Vencer ou perder

    De vitórias e derrotas o mundo está cheio. Desde que a humanidade se desencantou com a rotina sem novidades dum paraíso terreno, nunca mais sua história deixou de aparar arestas da competitividade, sua marca registrada na condução da própria vida. Compete para nascer, para viver, para amar, para glorificar, para governar, liderar ou simplesmente usufruir das benesses do bem-viver.  Compete até para mais nada fazer, curtindo a derrota do outro ou saboreando as próprias conquistas. Vencer é a meta, que sempre custa a derrota de alguém, de milhares ou milhões, mas que é sempre privilégio de poucos. Eis tudo!
    Tirando essa filosofia barata, mas oportuna, meu contraponto aqui busca também uma vitória. Se alcançar seu ponto de vista ou ao menos levar algum leitor a interessar-se pelo assunto, já me sinto vencedor. Eis que na luta diária da sobrevivência muitos sucumbem a meio caminho, outros avançam um pouco mais, mas todos terminam num ponto comum, sua bandeira de chegada, seu pódio. Eis que surge então a grande e fatídica questão: E depois? Aqui a vitória de muitos é sua maior derrota. Quem nunca ouviu falar do atleta que viu o confisco de suas medalhas depois de comprovado o uso de estimulantes ou anabolizantes ilegais? Ou até daquele clube de sucesso que devolveu a taça e o título por relações comprovadamente vergonhosas com juízes e dirigentes que se venderam por míseras moedas? Ou simplesmente porque se descobriram incapazes de cumprir as promessas que lhes proporcionaram vencer. Venceram um momento; perderam uma eternidade. Qualquer vitória terrena é sempre passageira, transitória.
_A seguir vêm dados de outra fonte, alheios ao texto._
PR #4766, opened 2023-09-20
Add Bun and Deno to create-astro guide

birkskyum:

- New or updated content

#### Description

Added Bun and Deno to getting started. Intentionally added after in the end of the list, as newcomers. See pictures.

Screenshot 2023-09-20 at 23 47 10
Screenshot 2023-09-20 at 23 47 14

### DIFF
--- a/src/components/tabs/PackageManagerTabs.astro
+++ b/src/components/tabs/PackageManagerTabs.astro
@@ -6,6 +6,8 @@ import Tabs from './Tabs';
 	<Fragment slot="tab.npm">npm</Fragment>
 	<Fragment slot="tab.pnpm">pnpm</Fragment>
 	<Fragment slot="tab.yarn">Yarn</Fragment>
+	<Fragment slot="tab.zdeno">Deno</Fragment>
+	<Fragment slot="tab.zbun">Bun</Fragment>
 
 	<Fragment slot="panel.npm">
 		<slot name="npm" />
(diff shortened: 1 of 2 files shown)


sarah11918:
Hi @birkskyum ! This is just to let you know that we're discussing this internally, because there's been a lot of bun activity recently, but it's still unsupported by *us* and so we are hesitant to document it. Given that we cannot offer any support with issues using bun, we are leaning against including this in our own documentation. If we do, it will only be to give us a clear place to say, "we're not responsible, file any issues with bun directly" and that's not exactly what we like to have in our own docs, especially on our Getting Started page! :sweat_smile: 

So this is just to let you know where this stands right now! We'll be discussing more and eventually deciding whether this is something for our own documentation. Thank you for making this contribution, as we really do appreciate the community jumping in and chipping in! This just might not be what we decide to go with. :raised_hands:

sarah11918:
OK, our official stance on this right now is *not* to update and show more package managers at this time.

So sorry, I'll be closing this PR @birkskyum, but I do appreciate that you took the time to contribute, and I hope you'll be back when you spot a typo or see an Issue you feel like fixing!  🙌

birkskyum:
Okay. Guess i just saw it a bit different. To me this wasn't really about package managers, but more about runtimes. The are guides for 3x Node workflows, and no bun or Deno.

PR #4786, opened 2023-09-22
Document the route announcer

matthewp:

- New or updated content

#### Description

- In Astro 3.2 there will be a route announcer (a way to tell AT that the page has changed and the new title). This documents the behavior.

- Part of https://github.com/withastro/astro/pull/8621


src/content/docs/en/guides/view-transitions.mdx
```diff
@@ -356,7 +356,25 @@ For example, if you are implementing dark mode support, this event can be used t
...
+
+Switching to client-side routing and animating the pages both come with accessibility challenges, and Astro aims to make sites opt-ing into View Transitions as accesible-by-default as possible.
+
+### Route announcement
+
+<Since v="3.2.0" />
+
+The `<ViewTransitions />` component includes a route announcer for page navigation. When using server-side routing assistive technologies will announce the page title after a page loads, which acts as a way to let the user know that the page has changed. When doing client-side routing you want the same thing to occur.
+
+The component achieves this by adding an element to the page with the `aria-live` attribute set to `assertive`. This tells AT (assistive technology) to announce immediately. This announcement text checks these in priority order:
```
sarah11918, line 369:
```suggestion
To add route announcement to client-side routing, the component adds an element to the new page with the `aria-live` attribute set to `assertive`. This tells AT (assistive technology) to announce immediately. The component also checks for the following, in priority order, to determine the announcement text:
```

src/content/docs/en/guides/view-transitions.mdx
```diff
@@ -356,7 +356,25 @@ For example, if you are implementing dark mode support, this event can be used t
...
+
+- The `<title>`, if it exists.
+- The first `<h1>` it finds.
+- The `pathname` of the page.
+
+No configuration or action is needed by you to enable this.
```
sarah11918, line 375:
```suggestion
We strongly recommend you always include a `<title>` in each page for accessibility.
```
Suggested to move this existing line up top so people know right away they don't have to read/do anything! Instead, this would be a great place for that note from the implementation PR saying that we suggest always having a title!

sarah11918 (commented):
Looks great @matthewp ! Made some suggestions for you to consider!

We'll address the broken link once we decide on exactly what that heading will be, then it will be fine!

src/content/docs/en/guides/view-transitions.mdx
```diff
@@ -356,7 +356,25 @@ For example, if you are implementing dark mode support, this event can be used t
 </script>
 ```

    Se alguém me exigir uma tese sobre o tema, não hesitarei em minha negativa, pois que dele nos cansamos facilmente. Indicarei, sim, uma leitura da mais capciosa e completa obra sobre o assunto, a Bíblia. Se buscamos a origem, lá está, a disputa quase eterna entre o bem e o mal, o homem e a mulher, a astúcia e a malícia. Se nosso interesse é pelas causas e consequências, a história da relação humana com seu Deus sempre se deixou ilustrar por conquistas e derrotas, bênçãos e maldições. Se, por fim, o que lhe interessa é a meta final, a vitória pura e simples, eis que o sonho de uma Terra Prometida encantou os conquistadores de Canaã e ainda encanta os seguidores do Messias com suas promessas de uma Jerusalém Celeste, uma civilização bem além dos muros e desilusões daquela triste Jerusalém que bem conhecemos.
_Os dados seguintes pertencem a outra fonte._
PR #4848, opened 2023-09-28
Docs - Tutorial Updates

richeklein:

- New or updated content

#### Description

Update the code example to match the question. The question asks "What would it look like to define an array of all your tags, then display them in a list on this page?", but the code example skips ahead to show the dynamic solution.


TheOtterlord (approved):
Good catch! Thanks so much for the fix @richeklein :raised_hands:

    Nem por isso vou deixar de sonhar. E agora, meus eleitos, heróis nos quais refletimos nossos sonhos? Vamos ou não em busca de nova Terra, novo mundo para nossos filhos e netos? “Meu servo Moisés morreu. Vamos agora! Passa o Jordão, tu e todo o povo, e entra na terra que dou aos filhos de Israel. Todo o lugar que pisar a planta de vossos pés, eu vo-lo dou, como prometi… (Jos 1,2-3). Deixamos para trás o sonho de nossos antepassados e agora assumimos os nossos. A vitória deles foi deles. A nossa depende de nós. Antes, contudo, é preciso um primeiro passo, um determinado e decisivo esforço de caminhar, ir ao encontro, buscar por necessidade e princípio tudo aquilo que nos fazem sonhar com um mundo melhor, uma Terra de Promissão.
    Mas se os vitoriosos de hoje deixarem de ouvir o clamor de suas torcidas, estaremos todos derrotados. Simplesmente porque nenhuma vitória se conquista sozinho. A vitória de alguns é conquista de muitos. “Nenhum de nós vive para si e ninguém morre para si” (Rom14, 7). A vida que pensa ser sua, enquanto indivíduo, em nada lhe pertence enquanto membro de uma coletividade. Viver e morrer são como o pulsar de corações e pulmões. Vencer ou perder é a condição da alma e da mente que sabem sonhar ou enxergar a realidade. Porque muitas das nossas derrotas têm sabor de vitórias. E saber perder é também uma qualidade dos grandes vitoriosos. Confirma?